Under the voter-approved Proposition 103, auto insurers in California cannot use credit history and Commissioner Garamendi has disallowed the use of credit scoring in the homeowner insurance market. Some insurance companies, however, contend that California law allows insurers to use credit scoring, which is why SB 691 was proposed to clarify California's prohibition.

Insurance companies argue that there is a statistical correlation between insurance credit scores and homeowner insurance losses. FTCR and other consumer groups dispute the correlation, but argue that even if there were a correlation, it would not justify the use of credit scores for setting insurance rates.

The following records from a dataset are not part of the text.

PR #444, opened 2023-01-18
Update binaries to the latest version

Roming22:


gabemontero (approved):
tests are passing 

/lgtm

shared/config/dependencies.sh
```diff
@@ -1,15 +1,15 @@
 #!/usr/bin/env bash
-export ARGOCD_VERSION="v2.4.5"
-export BITWARDEN_VERSION="v2022.10.0"
-export CHECKOV_VERSION="2.2.254"
-export GO_VERSION="1.19.4"
-export GRPC_CLI_VERSION="v1.50.0"
-export HADOLINT_VERSION="v2.10.0"
+export ARGOCD_VERSION="v2.3.13"
```
ramessesii2, line 2: This seems to be an older version to `ARGOCD_VERSION="v2.4.5"`

Roming22: Good catch. Fixed. I'll work on a patch to the task so it does not happen again.

ramessesii2 (approved):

"Just because someone has a low credit score, it doesn't mean a windstorm will blow shingles off their roof and force them to file a claim," said Heller. "People have credit trouble for all sorts of reasons, including medical catastrophe, divorce, job loss, and identity theft, and that should have no bearing on their insurance premium."

On the 19 member committee, 7 members voted yes (Ed Chavez, Lou Correa, Dario Frommer, Paul Koretz, Sally Lieber, Juan Vargas, and Mark Ridley-Thomas), 6 members did not vote (Russ Bogh, Ron Calderon, Manny Diaz, John Dutra, Jerome Horton and George Nakano), and 6 voted no (John Benoit, John Campbell, Robert Dutton, Ken Maddox, Dennis Mountjoy and Keith Richman)

FTCR also noted that one company is now selling information about consumers' check writing habits to insurers as a way to refine their customers' credit score information. Consumer advocates said that "insurance companies' use of all this personal financial information is another unwanted and unwarranted invasion of consumer privacy."